| Required action |
Pick out each line of the records in which the word "just" appears.
★ ★ ★
PR #99, opened 2015-01-16
[Usability] mandates: search by reference, add group_by, add seq type in tree view

alexis-via:


account_banking_mandate/views/account_banking_mandate_view.xml
```diff
@@ -68,11 +68,15 @@
 		<field name="model">account.banking.mandate</field>
 		<field name="arch" type="xml">
 			<search string="Search Banking Mandates">
```
StefanRijnhart: Thanks for the improvements! Odd spacing here, as in the other XML. Are tabs involved, in the original or new code? Maybe this is a good time to reformat on indents of 4 spaces?

pedrobaeza:
Can you please add also by type of mandate (CORE, B2B)?

account_banking_mandate/views/account_banking_mandate_view.xml
alexis-via: yes, it's caused by the fact that there are tabs everywhere in the XML file !!! And the lines I added have spaces.

alexis-via:
@pedrobaeza yes, i'll update the PR with your remark when I have 5 min

alexis-via:
This PR is finished, we can merge it. Apart from the replacement of tabs by spaces, it's just a few more lines in tree+search view of mandates. No risk.

pedrobaeza:
All is correct as said by Alexis, so I merge. :+1:

PR #92, opened 2015-01-08
[FIX] uk_hsbc statement import was not parsing detail lines

challs:
Fixed a problem with a recent change to the regexp string causing it
to no longer match against statement lines due to backslash.

Also fixed testing code when running from the command line

PR #102, opened 2015-01-19
7.0 fix uk hsbc mt940 import

challs:
Fixed a problem with a recent change to the regexp string causing it
to no longer match against statement lines due to backslash.

Also fixed testing code when running from the command line

This pull request replaces https://github.com/OCA/bank-payment/pull/92, which was missing PEP8 compliance.

@sbidoul previously commented:

> Interesting bug. The fix looks good to me.
> Can you add a space after the comma for pep8 compliance?

PEP8 fix in 5de112de8dc0e547af283a73e25d48554255dd2a

### DIFF
--- a/account_banking_uk_hsbc/mt940_parser.py
+++ b/account_banking_uk_hsbc/mt940_parser.py
@@ -50,18 +50,18 @@ class HSBCParser(object):
                            r"(?P<startingbalance>[\d,]{1,15})")
 
         # Transaction
-        recparse["61"] = r"""\
-:(?P<recordid>61):\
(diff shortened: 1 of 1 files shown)


veloutin:
:+1:  Also consider verbose (re.VERBOSE) for this kind of regexp.

challs:
> Also consider verbose (re.VERBOSE) for this kind of regexp.

Thanks for your suggestion @veloutin! I considered using `re.VERBOSE` first, but the expression shares code with the other patterns (because of the %patterns substitution), so the change would have been more intrusive. I felt this was the simplest way to express this change.

yvaucher:
:+1:

PR #103, opened 2015-01-19
8.0 use sale_ok and purchase_ok filters in partner/sale/purchase form views

alexis-via:
Use widget=selection for payment_mode_id fields
Update demo data

### DIFF
--- a/account_banking_payment_export/demo/banking_demo.xml
+++ b/account_banking_payment_export/demo/banking_demo.xml
@@ -59,6 +59,7 @@
 
 <record id="account_payment.payment_mode_1" model="payment.mode">
     <field name="type" ref="account_banking_payment_export.manual_bank_tranfer"/>
+    <field name="sale_ok" eval="False"/>
 </record>
 
 <record id="payment_mode_2" model="payment.mode">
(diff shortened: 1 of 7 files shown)


pedrobaeza:
This way, we mimick payment term behaviour.

:+1:

StefanRijnhart:
Does this mean that I cannot add a payment type to a customer refund?

sbidoul:
@StefanRijnhart not sure to understand your question. 

These domains mean that only payment modes allowed for sale (sale_ok) are visible on customer invoices, and only payment modes allowed for purchase (purchase_ok) are visible on supplier invoices.

StefanRijnhart:
If I have a customer refund, I might want to add it to a credit transfer. Customer refunds share the customer invoice form view. With this change, I cannot select a credit transfer payment mode on the invoice, if I understand correctly. Maybe the patch can take the invoice type into account.

alexis-via:
@StefanRijnhart 
You point seems valid, but the problem is already present with the current code ; it's not specific to this PR.

pedrobaeza:
Yeah, sale_ok and purchase_ok is not the problem. The problem comes from the domain apply adding invoices to the payment order. Sometime ago, Stefan, I ask you in 7.0 if refunds are included in a PR you made. As me, you didn't know because the code was not yours. Migrating the set to v8, I found that the problem exists, but I made only a port because of the hurry.

We should treat this problem, but on another issue.

StefanRijnhart:
Right! Thanks for your comments. :+1: then.

sbidoul:
So I merge this one.

@pedrobaeza would you create an issue to track your comment https://github.com/OCA/bank-payment/pull/103#issuecomment-71017335 above?

PR #107, opened 2015-01-21
[FIX] Cannot extend selection if object is not fully initialized

### LINKED ISSUE #106: Test fails with Odoo, not OCB
https://travis-ci.org/OCA/bank-payment/builds/47806067

File "/home/travis/build/OCA/bank-payment/account_direct_debit/models/account_invoice.py", line 140, in  __ init __
invoice_obj._columns['state'].selection.append(
KeyError: 'state'

StefanRijnhart:
Fixes #106

### DIFF
--- a/account_direct_debit/models/account_invoice.py
+++ b/account_direct_debit/models/account_invoice.py
@@ -126,7 +126,7 @@ from openerp.tools.translate import _
 class AccountInvoice(orm.Model):
     _inherit = "account.invoice"
 
-    def __init__(self, pool, cr):
+    def _register_hook(self, cr):
         """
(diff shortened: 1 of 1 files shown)


pedrobaeza:
In 8.0, we can use now the new API attribute extend_selection to add a new one. Maybe it's time for doing it in this module, the only one I think it's not migrated to new API. Or is too much work?

StefanRijnhart:
It's quite a bit of work. Can we merge this first, to fix the tests again?

pedrobaeza:
OK,I fast track this and we can think about it later.

PR #108, opened 2015-01-22
[FIX] Don't break inheritance chain

StefanRijnhart:
Fix inheritance chain that was broken in my PR #107


pedrobaeza:
:+1: We should fix this ASAP.

sbidoul:
Otherwise :+1: 

Thanks!

yvaucher:
:+1:

Issue #101, opened 2015-01-16
Use of Waiting accounts in payment orders (Cash discount)


chrisdec:
Hello,

I have a question regarding the process of the payment order. Normally, it’s recommended to use waiting accounts to avoid paying two times the same invoice. However, I have some customers who work with cash discount.

Let’s take an exemple :

I have an invoice of 121 € with due date of 31/01/2015 but if I pay before 15/01/2015, I only pay 119€.

If they use waiting accounts, the amount on the waiting account will be the amount they paid in the payment order. The reconciliation will be partial as the paid amount is not the total amount of the invoice and the invoice will stay open. Moreover, as the invoice is still open, Odoo will propose to pay it a second time.  

If they don’t use the waiting accounts, they can reconcile easily on the bank statement with the cash discount account but here also, Odoo will propose to pay the invoice a second time before the first bank statement and the reconciliation.

What do you suggest?

Thanks in advance for the answer,

Christelle

sbidoul:
This relates to #93. Indeed, moves to the transfer account create partial reconciles, and https://github.com/acsone/bank-payment/pull/5 works best when invoices are fully reconciled as soon as possible.

A solution could be to do the write-off of the difference at the same time as the move to the transfer account.

What do others think?

adrienpeiffer:
I agree with your proposition @sbidoul.

sbidoul:
The problem is that we would end-up re-creating a full reconcile/writeoff wizard that already exists.

So maybe adding a button on the payment order to show the unreconciled transfer journal entries would be enough? From there, the user could easily finalise the write-off using the standard wizard.

sbidoul:
https://github.com/acsone/bank-payment/commit/f6c8cd782caea6c3a49bc349128b240ab1618590 in https://github.com/acsone/bank-payment/pull/5 provides a solution for this, letting the user easily register cash discount differences just after doing the payment order:
- a button on the payment order to access the partially reconciled payments moves
- from that screen, the user can use the standard reconcile with writeoff feature to do the writeoff to the cash discount account, therefore completely reconciling the invoices which in turn will not be proposed anymore in payment orders

pedrobaeza:
This is already solved.

PR #110, opened 2015-01-22
8.0 improve selection of invoices to pay, solves #93

### LINKED ISSUE #93: Problem adding partially reconciled moves to a payment order
Hello,

When adding invoices to a payment order, the algorithm in account_banking_payment_export (amount_to_pay) takes the credit minus the existing payment lines in valid payment orders.
In a scenario where the original invoice has been partially reconciled with a credit note (and therefore not paid through a payment order), the proposed amount is still the original invoice. 

The scenario goes as follow:
- create a supplier invoice for amount 600€
- create a supplier refund for amount 200€ and reconcile partially it with the supplier invoice
- the residual amount on the supplier invoice is 400€
- create a payment order and add the invoice: the system proposes 600€ where the user expects 400€

In official 8.0, the amount to pay is the residual amount (which is now correct in the presence of partial reconciliations). This does not take into existing payment orders anymore, though. IMO, this is fine especially when people work with transfer accounts, because as soon as the payment order is confirmed, the invoice is reconciled and the residual updated.

So I would suggest 
- dropping this computation of amount_to_pay
- when searching invoices to pay, filtering on unreconciled entries where credit > 0 instead of amout_to_pay
- when adding to the payment order, using the residual amount

@alexis-via @StefanRijnhart @pedrobaeza what is your opinion?

sbidoul:
This PR has already been extensively discussed in https://github.com/acsone/bank-payment/pull/5.

It provides:
- an improvement of the criteria to select invoices to pay
- a button on payment orders with transfer moves to show the partially reconciled transfer moves in one click, therefore providing a path to reconcile and writeoff such partial payments; this is particularly useful in the presence of cash discount and fixes #93

### DIFF
--- a/account_banking_payment_export/wizard/payment_order_create.py
+++ b/account_banking_payment_export/wizard/payment_order_create.py
@@ -3,6 +3,7 @@
 #
 #    Copyright (C) 2009 EduSense BV (<http://www.edusense.nl>).
 #              (C) 2011 - 2013 Therp BV (<http://therp.nl>).
+#              (C) 2014 - 2015 ACSONE SA/NV (<http://acsone.eu>).
 #
 #    All other contributions are (C) by their respective contributors
 #
@@ -45,8 +46,32 @@ class PaymentOrderCreate(models.TransientModel):
     def extend_payment_order_domain(self, payment_order, domain):
         if payment_order.payment_order_type == 'payment':
             domain += [('account_id.type', 'in', ('payable', 'receivable')),
-                       ('amount_to_pay', '>', 0)]
+                       ('credit', '>', 0)]
         return True
+
+    @api.model
+    def filter_lines(self, lines):
+        """ Filter move lines before proposing them for inclusion
+            in the payment order.
+
+        This implementation filters out move lines that are already
+        included in draft or open payment orders. This prevents the
+        user to include the same line in two different open payment
+        orders. When the payment order is sent, it is assumed that
+        the move will be reconciled soon (or immediately with
+        account_banking_payment_transfer), so it will not be
+        proposed anymore for payment.
+
+        See also https://github.com/OCA/bank-payment/issues/93.
+
+        :param lines: recordset of move lines
+        :returns: list of move line ids
+        """
+        payment_lines = self.env['payment.line'].\
+            search([('order_id.state', 'in', ('draft', 'open')),
+                    ('move_line_id', 'in', lines.ids)])
+        to_exclude = set([l.move_line_id.id for l in payment_lines])
+        return [l.id for l in lines if l.id not in to_exclude]
 
     @api.multi
     def search_entries(self):
@@ -69,7 +94,7 @@ class PaymentOrderCreate(models.TransientModel):
         # -- end account_direct_debit --
         lines = line_obj.search(domain)
         context = self.env.context.copy()
-        context['line_ids'] = lines.ids
+        context['line_ids'] = self.filter_lines(lines)
         context['populate_results'] = self.populate_results
         model_datas = model_data_obj.search(
             [('model', '=', 'ir.ui.view'),
@@ -129,7 +154,7 @@ class PaymentOrderCreate(models.TransientModel):
                 'amount_to_receive' in line):
             amount_currency = line.amount_to_receive
         else:
-            amount_currency = line.amount_to_pay
+            amount_currency = line.amount_residual_currency
         line2bank = line.line2bank(payment.mode.id)
         # -- end account banking
         res = {'move_line_id': line.id,
--- a/account_banking_payment_export/wizard/payment_order_create.py
+++ b/account_banking_payment_export/wizard/payment_order_create.py
@@ -45,9 +45,22 @@ class PaymentOrderCreate(models.TransientModel):
     @api.model
     def extend_payment_order_domain(self, payment_order, domain):
         if payment_order.payment_order_type == 'payment':
-            domain += [('account_id.type', 'in', ('payable', 'receivable')),
-                       ('credit', '>', 0)]
-        return True
+            # For payables, propose all unreconciled credit lines,
+            # including partially reconciled ones.
+            # If they are partially reconciled with a supplier refund,
+            # the residual will be added to the payment order.
+            #
+            # For receivables, propose all unreconciled credit lines.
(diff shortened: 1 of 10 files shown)


account_banking_payment_export/wizard/payment_order_create.py
```diff
@@ -45,9 +46,33 @@ def default_get(self, field_list):
     def extend_payment_order_domain(self, payment_order, domain):
         if payment_order.payment_order_type == 'payment':
             domain += [('account_id.type', 'in', ('payable', 'receivable')),
-                       ('amount_to_pay', '>', 0)]
+                       ('credit', '>', 0)]
```
pedrobaeza: This is the main reason why we can't add refunds. We can redo this making:

```
...
'|',
'&',
('credit', '>', '0'),
('type', '=', 'in_invoice'),
'&',
('credit', '<', '0'),
('type', '=', 'in_refund')]
```

sbidoul: Can you elaborate the scenario that causes problems for you? In my understanding credit or debit can never be negative in Odoo.

So we have the following:
- supplier invoice: credit > 0 on payable account
- supplier refund: not something to be paid on a credit transfer order
- customer invoice: not something to be paid on a credit transfer order
- customer refund: credit > 0 on receivable account

alexis-via:
@sbidoul  I tested your PR and it works well.

But I have a question: I see you added a button "Partial reconciles counter" on payment order to see the number of lines that you need to reconcile manually. Don't you think that we should be able to do it automatically ? I mean, if I have the module account_banking_payment_transfer:
1) I create a supplier invoice amount 100 for agrolait
2) I create a supplier refund amount 20 for agrolait
3) I partially reconcile the invoice and refund (reconcile mark A1)
4) I create a payment order and I select the account move line of the invoice of agrolait: it creates a payment line of 80 => your PR does that very well.
5) when I valiade the payment order, an account move will be generated from agrolait's supplier account to the transfer account for an amount of 80. We should be able to delete the reconcile mark A1 and re-create a new reconcile mark A2 with the same lines as A1 plus the line of the transfer move: if all the lines of the reconcile mark A2 are balanced, A2 will be a "full reconcile" mark (it is the case in this scenario) ; otherwise, A2 will be a partial reconcile mark (like A1), and we will be able to select the invoice again in another payment order to pay the residual.

I think it is possible to develop that. And I think it's what accountants would expect. I can help you implement that if you think it's possible.

sbidoul:
Hi Alexis,

Yes the scenario you describe in 5) should be automatic. Actually, I thought it was the case already. So if it's not we should develop it (in another PR I suppose).

But the scenario that led us to create that button is the following (see also #101):
- accountant selects invoice to pay
- accountant modifies the amount to pay on the payment line because he can benefit from a discount for early payment (actually, we are preparting a set of modules that help doing that)
- the system does the transfer move and a partial reconcile with the invoice
- the residual amount must be put on an income account: the new button introduced in this PR is there to facilitate that by giving one click access to the partially reconciled transfer moves so the user can do the write-off easily and make sure the invoice will not be proposed again for payment

adrienpeiffer:
@alexis-via changes in b5e571f allow automatic reconciliation with the transfer move even if move line linked on the payment line is already partially reconciled

matthieuchoplin:
Hi,
thanks for your work.
I would like to add some tests in the same idea of this PR: https://github.com/OCA/bank-payment/pull/136 according to the test scenario described by @alexis-via above.
I cannot checkout this PR at the moment (because of write access). Do you know an other way to do it?
I think that with automated tests, it will be easier to decide to merge a PRs.
What do you think?

sbidoul:
@matthieuchoplin thanks a lot for proposing to add test. This is most welcome.

Since the test you propose is specific to this PR, I suggest you do it as a PR to branch acsone:8.0-bank-payment-fix93-sbi. I'll review it and merge it into this PR.

sbidoul:
I committed a more sophisticated filter on receivables to filter out partially reconciled customer credit notes. 

And rebased to get the latest pep8 fixes.

matthieuchoplin:
Test have been proposed for the use case stated in https://github.com/OCA/bank-payment/issues/93 here https://github.com/acsone/bank-payment/pull/6

sbidoul:
The tests from @matthieuchoplin are merged and I rebased.

sbidoul:
@pedrobaeza @alexis-via your comments have been cared for. This is working fine in production at several customers. Looking forward to your reviews.

account_banking_payment_transfer/model/account_payment.py
```diff
@@ -253,3 +268,22 @@ def action_sent(self):
         # State field is written by act_sent_wait
         self.write({'date_sent': fields.Date.context_today(self)})
         return True
+
+    @api.multi
+    def partial(self):
+        self.ensure_one()
+        view_id = self.env.ref('account.view_move_line_tree').id
```
matthieuchoplin: Don't you want a custom view here instead of taking the one from the account module? I say that because of the issue produced by on_create_write on view_move_line_tree. The domain that you set in reconcile_partial_domain will be replaced by the domain defined in on_create_write. Let me know if I am not clear, else, I described the problem a bit further here: https://github.com/OCA/bank-payment/issues/93
Or do you think of an other solution?

matthieuchoplin:
I would be happy to have this one merged and carry on the improvements in other PRs.
@pedrobaeza : do you still have concern regarding the selection of customer credit notes?
If so, I am not sure about the use case to test, could you please write it here?
Thanks

pedrobaeza:
Well, for now it can be merged by my part, because I need to go deeper to solve my problem, but there's not related to this PR.

:+1: 

Let's see if @alexis-via also agrees about merging.

account_banking_payment_transfer/model/account_payment.py
matthieuchoplin: This issue has been fixed in Odoo at this revision: https://github.com/odoo/odoo/commit/aaf9badbceaf683603b4667dd3d29e2784e78e6f
Then, I delete my comment which is outdated.

matthieuchoplin:
Hi,
FYI, I am also using this code in production.
@alexis-via: do you agree for merging this branch into OCA:8.0?

alexis-via:
yes, let's go :+1:

PR #114, opened 2015-01-28
8.0 [Fix]Fix an error when no payment_order_ids

jlaloux:
[8.0][Fix] an error when no payment_order_ids


pedrobaeza:
In v8, you don't need this artifacts anymore, because False values are propagated through null records. The only doubt I have is about the index getting an error, but if it's the case, you only need to put: `ref = self.payment_order_ids.reference` instead.

jlaloux:
Yes you're right... old habits to forget ^^. And indeed, i encounter this problem because of the index

pedrobaeza:
:+1:

guewen:
:+1:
★ ★ ★
| Solved exercise |
This PR is finished, we can merge it. Apart from the replacement of tabs by spaces, it's just a few more lines in tree+search view of mandates. No risk.
https://github.com/acsone/bank-payment/commit/f6c8cd782caea6c3a49bc349128b240ab1618590 in https://github.com/acsone/bank-payment/pull/5 provides a solution for this, letting the user easily register cash discount differences just after doing the payment order:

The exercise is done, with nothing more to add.